[[ DATA open ]]

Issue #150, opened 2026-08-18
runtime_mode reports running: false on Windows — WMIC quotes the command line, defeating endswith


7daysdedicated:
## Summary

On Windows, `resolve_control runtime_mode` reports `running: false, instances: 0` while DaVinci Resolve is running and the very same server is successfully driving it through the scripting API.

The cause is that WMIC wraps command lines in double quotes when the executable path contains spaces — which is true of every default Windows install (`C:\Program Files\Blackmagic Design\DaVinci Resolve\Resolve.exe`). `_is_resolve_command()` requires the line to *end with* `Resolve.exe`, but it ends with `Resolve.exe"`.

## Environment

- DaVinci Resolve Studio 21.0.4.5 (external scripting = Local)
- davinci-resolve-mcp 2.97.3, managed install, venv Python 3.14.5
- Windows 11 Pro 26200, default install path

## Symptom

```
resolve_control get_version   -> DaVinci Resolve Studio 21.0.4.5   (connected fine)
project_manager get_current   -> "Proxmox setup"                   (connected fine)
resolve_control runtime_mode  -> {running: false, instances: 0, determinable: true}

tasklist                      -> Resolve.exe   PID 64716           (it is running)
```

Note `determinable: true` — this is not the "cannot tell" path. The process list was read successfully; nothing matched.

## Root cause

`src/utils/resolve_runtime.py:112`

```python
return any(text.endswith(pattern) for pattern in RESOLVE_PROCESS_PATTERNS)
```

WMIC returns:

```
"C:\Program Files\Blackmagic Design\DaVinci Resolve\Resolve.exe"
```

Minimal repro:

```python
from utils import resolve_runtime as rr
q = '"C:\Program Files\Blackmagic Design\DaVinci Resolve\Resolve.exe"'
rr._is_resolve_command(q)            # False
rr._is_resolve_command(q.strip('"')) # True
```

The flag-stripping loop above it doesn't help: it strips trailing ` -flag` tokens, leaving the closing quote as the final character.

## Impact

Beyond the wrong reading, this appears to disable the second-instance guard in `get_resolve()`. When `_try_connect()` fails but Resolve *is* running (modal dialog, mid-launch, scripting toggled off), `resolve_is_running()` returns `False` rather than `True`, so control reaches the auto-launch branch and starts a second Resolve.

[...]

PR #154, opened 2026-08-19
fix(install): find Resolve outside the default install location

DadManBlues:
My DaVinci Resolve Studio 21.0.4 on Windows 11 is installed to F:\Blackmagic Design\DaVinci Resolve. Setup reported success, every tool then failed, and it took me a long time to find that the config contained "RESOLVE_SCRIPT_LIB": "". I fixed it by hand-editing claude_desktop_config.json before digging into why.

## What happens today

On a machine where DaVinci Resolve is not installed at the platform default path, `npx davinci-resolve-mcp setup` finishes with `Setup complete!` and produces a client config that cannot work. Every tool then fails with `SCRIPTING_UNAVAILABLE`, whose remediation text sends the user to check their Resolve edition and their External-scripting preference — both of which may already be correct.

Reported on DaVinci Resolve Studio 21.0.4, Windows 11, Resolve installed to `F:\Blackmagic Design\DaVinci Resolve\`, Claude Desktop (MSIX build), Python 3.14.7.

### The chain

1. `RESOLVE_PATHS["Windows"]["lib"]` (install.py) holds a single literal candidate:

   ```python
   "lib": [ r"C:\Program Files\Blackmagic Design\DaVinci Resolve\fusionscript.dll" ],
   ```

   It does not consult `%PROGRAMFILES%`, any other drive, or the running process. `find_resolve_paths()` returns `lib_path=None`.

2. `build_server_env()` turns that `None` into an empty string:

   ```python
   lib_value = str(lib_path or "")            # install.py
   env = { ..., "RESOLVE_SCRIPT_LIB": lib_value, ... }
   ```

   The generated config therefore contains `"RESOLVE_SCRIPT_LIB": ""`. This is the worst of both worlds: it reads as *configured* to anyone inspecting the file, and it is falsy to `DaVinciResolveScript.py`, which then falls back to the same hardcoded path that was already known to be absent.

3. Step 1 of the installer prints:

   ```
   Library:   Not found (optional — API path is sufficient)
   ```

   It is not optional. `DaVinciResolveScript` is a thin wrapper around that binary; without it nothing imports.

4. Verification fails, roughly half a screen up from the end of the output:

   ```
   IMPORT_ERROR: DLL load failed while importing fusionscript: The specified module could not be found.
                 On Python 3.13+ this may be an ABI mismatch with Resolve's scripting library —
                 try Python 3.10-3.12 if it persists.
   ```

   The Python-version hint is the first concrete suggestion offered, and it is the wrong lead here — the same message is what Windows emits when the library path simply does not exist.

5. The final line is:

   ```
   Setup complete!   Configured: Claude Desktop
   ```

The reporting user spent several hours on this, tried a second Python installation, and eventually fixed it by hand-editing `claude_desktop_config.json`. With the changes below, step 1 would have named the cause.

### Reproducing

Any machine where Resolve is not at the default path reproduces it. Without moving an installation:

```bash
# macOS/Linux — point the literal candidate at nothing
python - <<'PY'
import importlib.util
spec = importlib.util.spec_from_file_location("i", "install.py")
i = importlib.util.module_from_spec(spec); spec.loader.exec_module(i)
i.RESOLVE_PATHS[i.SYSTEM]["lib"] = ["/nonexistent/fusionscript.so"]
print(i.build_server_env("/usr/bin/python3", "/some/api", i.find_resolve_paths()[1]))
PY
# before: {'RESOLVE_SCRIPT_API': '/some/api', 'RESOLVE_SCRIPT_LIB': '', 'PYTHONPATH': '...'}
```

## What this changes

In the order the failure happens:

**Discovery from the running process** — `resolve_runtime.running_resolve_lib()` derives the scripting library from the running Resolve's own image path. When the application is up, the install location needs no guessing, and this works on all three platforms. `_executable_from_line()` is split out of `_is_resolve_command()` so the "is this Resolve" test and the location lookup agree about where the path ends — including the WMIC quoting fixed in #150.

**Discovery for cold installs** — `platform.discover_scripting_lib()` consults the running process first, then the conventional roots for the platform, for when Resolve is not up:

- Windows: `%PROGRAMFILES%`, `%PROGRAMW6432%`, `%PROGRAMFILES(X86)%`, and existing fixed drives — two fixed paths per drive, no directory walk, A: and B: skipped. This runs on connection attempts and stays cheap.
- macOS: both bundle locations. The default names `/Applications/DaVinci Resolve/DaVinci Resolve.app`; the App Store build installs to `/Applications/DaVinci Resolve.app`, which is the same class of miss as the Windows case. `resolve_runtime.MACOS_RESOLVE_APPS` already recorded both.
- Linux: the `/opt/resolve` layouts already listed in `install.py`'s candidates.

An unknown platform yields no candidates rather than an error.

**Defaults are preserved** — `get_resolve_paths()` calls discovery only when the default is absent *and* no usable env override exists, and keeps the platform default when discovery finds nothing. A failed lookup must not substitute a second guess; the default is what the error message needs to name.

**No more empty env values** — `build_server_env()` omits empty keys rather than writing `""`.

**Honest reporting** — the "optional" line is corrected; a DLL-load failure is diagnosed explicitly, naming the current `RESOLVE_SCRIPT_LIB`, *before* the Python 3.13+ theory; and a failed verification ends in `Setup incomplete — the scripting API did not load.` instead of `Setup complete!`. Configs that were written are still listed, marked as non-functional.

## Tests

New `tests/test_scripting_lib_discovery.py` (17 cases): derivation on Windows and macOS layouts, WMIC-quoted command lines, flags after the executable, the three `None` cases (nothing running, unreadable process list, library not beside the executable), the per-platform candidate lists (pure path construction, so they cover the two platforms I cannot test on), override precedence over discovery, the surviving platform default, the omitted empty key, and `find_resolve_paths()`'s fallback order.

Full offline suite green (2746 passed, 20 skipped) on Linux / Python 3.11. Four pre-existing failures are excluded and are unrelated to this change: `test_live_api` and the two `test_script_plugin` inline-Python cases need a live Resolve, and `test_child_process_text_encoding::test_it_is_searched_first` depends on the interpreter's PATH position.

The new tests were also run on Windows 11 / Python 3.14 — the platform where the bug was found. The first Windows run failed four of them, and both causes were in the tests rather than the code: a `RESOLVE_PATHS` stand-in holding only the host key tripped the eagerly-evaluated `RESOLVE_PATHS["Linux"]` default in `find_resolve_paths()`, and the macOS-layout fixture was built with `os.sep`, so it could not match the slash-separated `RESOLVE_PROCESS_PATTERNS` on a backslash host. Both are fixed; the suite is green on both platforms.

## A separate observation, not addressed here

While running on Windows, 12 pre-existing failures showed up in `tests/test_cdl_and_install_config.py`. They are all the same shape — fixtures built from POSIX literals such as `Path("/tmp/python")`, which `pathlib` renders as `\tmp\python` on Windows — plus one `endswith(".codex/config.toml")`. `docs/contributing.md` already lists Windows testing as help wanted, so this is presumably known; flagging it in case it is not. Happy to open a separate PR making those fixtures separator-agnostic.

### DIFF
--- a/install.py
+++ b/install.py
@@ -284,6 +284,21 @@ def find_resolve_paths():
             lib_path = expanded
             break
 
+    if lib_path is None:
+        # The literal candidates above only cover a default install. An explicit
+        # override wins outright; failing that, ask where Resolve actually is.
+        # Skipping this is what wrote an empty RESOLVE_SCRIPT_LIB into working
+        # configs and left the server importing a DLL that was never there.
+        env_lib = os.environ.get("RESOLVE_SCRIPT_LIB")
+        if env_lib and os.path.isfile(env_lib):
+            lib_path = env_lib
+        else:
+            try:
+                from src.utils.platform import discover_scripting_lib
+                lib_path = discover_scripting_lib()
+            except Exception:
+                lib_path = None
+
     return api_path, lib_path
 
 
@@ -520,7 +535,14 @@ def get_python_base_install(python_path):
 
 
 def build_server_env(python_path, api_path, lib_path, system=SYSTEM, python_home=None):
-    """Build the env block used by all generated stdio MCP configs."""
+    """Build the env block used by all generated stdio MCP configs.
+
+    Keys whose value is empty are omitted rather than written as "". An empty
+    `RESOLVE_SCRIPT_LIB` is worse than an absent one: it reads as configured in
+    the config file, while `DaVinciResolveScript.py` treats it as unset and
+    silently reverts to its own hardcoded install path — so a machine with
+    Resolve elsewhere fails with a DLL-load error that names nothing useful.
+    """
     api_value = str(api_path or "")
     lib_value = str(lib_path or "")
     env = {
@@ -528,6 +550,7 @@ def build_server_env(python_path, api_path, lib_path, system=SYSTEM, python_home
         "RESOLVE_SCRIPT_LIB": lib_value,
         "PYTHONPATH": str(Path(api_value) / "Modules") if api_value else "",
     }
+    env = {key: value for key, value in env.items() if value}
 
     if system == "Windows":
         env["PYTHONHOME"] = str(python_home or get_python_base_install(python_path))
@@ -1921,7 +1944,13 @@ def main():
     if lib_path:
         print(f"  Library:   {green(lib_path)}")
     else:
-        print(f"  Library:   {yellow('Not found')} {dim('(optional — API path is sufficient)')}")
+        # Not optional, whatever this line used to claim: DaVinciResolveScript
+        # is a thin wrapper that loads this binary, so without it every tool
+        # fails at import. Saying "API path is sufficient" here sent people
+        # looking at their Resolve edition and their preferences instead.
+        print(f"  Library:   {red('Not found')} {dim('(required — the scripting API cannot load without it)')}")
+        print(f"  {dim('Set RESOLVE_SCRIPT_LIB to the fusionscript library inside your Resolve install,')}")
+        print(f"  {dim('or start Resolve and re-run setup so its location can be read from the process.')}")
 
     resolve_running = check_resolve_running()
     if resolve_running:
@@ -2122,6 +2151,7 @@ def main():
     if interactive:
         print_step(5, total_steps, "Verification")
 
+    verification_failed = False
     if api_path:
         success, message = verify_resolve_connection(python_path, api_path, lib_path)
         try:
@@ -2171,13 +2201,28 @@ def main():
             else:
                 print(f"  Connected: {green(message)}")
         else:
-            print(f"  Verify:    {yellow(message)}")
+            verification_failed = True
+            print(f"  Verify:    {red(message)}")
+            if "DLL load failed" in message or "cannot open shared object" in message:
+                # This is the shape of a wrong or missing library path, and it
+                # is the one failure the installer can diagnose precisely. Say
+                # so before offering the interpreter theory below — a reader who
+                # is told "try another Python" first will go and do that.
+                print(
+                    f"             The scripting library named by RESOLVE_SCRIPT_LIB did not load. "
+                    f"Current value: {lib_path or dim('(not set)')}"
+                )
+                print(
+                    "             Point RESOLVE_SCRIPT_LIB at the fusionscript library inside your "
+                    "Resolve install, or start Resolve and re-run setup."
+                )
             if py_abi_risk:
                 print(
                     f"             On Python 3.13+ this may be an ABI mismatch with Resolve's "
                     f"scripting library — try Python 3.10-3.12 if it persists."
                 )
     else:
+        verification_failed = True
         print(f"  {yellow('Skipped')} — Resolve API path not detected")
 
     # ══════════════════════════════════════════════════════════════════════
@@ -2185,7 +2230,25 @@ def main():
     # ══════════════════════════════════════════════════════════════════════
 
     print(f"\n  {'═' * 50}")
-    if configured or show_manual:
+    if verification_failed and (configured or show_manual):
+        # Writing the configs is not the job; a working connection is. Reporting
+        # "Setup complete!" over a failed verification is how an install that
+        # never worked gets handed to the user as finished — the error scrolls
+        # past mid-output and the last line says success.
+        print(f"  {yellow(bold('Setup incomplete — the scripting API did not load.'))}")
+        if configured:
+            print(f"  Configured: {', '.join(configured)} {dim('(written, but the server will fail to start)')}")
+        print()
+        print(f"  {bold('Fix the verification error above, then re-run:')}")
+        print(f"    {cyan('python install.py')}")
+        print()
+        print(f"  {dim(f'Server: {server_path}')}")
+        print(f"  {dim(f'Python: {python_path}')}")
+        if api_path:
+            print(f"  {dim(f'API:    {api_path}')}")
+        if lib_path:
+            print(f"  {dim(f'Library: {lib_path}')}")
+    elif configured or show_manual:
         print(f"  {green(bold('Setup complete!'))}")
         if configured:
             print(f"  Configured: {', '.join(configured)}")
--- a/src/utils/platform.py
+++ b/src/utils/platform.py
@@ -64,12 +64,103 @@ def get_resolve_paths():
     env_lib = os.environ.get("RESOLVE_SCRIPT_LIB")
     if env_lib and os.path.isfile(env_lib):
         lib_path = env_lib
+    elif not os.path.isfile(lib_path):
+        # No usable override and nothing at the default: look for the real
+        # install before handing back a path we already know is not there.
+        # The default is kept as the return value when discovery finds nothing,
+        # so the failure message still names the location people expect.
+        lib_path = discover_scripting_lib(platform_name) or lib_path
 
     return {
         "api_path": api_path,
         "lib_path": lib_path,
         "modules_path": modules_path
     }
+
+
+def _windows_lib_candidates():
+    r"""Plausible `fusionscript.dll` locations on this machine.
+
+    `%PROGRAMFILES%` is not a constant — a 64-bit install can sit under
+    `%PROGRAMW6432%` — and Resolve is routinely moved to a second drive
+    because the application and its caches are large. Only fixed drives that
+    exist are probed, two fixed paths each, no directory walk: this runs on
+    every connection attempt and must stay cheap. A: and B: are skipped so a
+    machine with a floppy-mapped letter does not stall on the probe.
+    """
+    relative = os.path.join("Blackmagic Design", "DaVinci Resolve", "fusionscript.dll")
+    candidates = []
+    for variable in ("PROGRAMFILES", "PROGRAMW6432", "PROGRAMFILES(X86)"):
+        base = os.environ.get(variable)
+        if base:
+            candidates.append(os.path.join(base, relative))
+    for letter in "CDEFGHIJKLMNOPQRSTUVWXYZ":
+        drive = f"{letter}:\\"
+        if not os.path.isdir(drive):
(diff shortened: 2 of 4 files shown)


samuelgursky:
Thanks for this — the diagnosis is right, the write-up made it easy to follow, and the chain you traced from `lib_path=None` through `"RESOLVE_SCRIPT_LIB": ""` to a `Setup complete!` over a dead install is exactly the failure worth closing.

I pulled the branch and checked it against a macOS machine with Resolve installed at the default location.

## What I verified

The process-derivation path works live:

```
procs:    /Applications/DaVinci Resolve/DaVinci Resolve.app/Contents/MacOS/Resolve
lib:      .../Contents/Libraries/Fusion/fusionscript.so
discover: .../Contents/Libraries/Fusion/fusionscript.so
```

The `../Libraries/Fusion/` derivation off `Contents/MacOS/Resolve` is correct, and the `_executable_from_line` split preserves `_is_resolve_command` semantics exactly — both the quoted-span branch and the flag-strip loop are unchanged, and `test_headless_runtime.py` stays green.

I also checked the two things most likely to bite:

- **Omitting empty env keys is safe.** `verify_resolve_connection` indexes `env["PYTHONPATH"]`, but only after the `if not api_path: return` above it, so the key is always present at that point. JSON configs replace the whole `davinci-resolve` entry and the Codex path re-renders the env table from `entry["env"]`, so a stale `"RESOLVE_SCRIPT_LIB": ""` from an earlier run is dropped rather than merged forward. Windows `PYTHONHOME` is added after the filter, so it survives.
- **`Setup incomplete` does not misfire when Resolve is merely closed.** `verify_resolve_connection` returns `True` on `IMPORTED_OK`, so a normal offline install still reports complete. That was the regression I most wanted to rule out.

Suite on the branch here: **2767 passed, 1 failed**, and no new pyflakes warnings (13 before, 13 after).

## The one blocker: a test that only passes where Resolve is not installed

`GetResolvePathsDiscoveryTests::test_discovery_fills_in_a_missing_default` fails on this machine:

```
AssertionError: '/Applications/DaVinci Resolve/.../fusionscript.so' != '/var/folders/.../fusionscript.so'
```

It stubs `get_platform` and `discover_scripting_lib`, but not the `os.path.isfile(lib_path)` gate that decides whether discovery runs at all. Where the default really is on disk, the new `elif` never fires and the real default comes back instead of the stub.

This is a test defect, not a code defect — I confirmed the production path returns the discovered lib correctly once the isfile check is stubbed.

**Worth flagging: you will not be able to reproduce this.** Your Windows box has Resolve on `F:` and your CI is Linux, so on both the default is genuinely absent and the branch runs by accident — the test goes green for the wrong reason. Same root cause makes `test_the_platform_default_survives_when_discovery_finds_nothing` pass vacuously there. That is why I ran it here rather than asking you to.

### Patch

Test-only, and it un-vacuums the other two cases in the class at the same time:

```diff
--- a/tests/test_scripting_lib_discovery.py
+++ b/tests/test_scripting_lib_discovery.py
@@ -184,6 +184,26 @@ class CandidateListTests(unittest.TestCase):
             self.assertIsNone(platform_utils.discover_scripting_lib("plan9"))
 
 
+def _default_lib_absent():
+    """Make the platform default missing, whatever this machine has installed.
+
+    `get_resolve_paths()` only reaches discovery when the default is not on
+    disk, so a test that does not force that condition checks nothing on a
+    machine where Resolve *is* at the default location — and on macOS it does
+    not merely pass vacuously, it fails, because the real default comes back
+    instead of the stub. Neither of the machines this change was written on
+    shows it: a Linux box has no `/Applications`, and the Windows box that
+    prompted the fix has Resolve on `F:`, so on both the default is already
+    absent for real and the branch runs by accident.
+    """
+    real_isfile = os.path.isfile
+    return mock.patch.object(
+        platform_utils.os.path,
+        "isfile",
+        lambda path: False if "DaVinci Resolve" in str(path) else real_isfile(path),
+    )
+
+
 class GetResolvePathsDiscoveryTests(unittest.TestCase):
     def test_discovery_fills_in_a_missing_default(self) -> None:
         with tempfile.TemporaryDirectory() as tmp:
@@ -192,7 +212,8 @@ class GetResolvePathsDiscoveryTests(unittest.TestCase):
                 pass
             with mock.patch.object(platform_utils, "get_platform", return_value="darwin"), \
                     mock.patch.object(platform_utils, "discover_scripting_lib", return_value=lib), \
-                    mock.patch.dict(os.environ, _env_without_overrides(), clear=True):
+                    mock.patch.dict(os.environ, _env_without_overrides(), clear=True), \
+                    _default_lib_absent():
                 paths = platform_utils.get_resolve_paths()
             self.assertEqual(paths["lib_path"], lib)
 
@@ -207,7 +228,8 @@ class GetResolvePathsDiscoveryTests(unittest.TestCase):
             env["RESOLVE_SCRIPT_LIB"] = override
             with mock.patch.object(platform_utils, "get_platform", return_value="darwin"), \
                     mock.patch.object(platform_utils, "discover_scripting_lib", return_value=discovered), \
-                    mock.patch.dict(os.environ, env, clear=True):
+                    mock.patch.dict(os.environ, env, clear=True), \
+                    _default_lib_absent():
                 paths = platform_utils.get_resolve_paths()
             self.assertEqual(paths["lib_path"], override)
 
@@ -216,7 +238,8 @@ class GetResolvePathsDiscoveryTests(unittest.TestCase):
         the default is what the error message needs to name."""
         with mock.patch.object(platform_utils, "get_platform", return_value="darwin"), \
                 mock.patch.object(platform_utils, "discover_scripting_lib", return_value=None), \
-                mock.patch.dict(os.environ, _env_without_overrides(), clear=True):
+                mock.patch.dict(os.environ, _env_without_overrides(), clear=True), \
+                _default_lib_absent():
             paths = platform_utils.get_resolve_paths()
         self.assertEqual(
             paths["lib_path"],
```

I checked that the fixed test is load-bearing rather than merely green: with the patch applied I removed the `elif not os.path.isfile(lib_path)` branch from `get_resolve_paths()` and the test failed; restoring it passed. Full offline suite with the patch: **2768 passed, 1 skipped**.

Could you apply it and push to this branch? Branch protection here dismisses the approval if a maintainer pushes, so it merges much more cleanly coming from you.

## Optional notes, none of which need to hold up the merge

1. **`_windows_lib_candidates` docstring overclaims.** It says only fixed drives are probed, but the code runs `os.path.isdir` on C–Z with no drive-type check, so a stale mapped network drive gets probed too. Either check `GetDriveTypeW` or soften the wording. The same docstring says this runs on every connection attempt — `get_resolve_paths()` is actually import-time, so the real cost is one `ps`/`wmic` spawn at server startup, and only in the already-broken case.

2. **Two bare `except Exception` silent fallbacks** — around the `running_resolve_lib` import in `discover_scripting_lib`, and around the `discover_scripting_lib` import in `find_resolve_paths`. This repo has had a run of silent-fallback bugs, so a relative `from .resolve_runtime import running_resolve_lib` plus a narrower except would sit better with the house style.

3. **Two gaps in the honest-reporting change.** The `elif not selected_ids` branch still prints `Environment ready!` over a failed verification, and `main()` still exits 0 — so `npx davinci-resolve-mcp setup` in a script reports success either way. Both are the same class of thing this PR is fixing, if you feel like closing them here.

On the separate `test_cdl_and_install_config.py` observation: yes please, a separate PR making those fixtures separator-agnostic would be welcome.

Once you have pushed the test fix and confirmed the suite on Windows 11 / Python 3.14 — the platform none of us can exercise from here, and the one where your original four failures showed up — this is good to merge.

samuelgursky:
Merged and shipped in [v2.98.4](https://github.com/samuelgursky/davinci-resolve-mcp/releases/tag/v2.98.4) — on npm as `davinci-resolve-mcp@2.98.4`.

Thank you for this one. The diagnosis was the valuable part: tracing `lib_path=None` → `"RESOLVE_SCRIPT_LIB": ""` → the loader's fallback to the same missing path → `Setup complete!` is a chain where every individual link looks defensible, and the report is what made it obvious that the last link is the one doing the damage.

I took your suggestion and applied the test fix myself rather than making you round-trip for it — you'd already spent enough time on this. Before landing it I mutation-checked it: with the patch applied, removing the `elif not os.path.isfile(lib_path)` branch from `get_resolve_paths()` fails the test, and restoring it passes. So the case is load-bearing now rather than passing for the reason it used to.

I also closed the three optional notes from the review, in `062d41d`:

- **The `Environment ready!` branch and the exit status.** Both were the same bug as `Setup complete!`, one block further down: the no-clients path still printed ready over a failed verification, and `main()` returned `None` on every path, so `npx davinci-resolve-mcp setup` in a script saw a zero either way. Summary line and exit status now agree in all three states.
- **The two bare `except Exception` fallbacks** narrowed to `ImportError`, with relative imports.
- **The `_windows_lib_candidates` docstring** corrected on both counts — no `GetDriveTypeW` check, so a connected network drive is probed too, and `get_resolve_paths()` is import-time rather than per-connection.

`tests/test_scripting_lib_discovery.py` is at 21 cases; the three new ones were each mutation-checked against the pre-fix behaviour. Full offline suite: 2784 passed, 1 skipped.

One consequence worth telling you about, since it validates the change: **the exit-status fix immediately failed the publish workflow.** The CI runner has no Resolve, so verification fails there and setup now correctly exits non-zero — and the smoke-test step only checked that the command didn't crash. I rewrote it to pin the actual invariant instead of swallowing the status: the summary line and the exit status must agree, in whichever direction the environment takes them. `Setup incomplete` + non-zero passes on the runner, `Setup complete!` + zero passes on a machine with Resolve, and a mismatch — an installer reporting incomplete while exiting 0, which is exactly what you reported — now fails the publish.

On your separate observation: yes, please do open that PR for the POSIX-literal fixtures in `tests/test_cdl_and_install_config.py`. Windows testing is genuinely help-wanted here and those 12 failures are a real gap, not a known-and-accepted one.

[[ DATA closed ]]

TO DO: Copy each line above that contains the string "quotes".

WRITTEN ANSWER:
runtime_mode reports running: false on Windows — WMIC quotes the command line, defeating endswith
The cause is that WMIC wraps command lines in double quotes when the executable path contains spaces — which is true of every default Windows install (`C:\Program Files\Blackmagic Design\DaVinci Resolve\Resolve.exe`). `_is_resolve_command()` requires the line to *end with* `Resolve.exe`, but it ends with `Resolve.exe"`.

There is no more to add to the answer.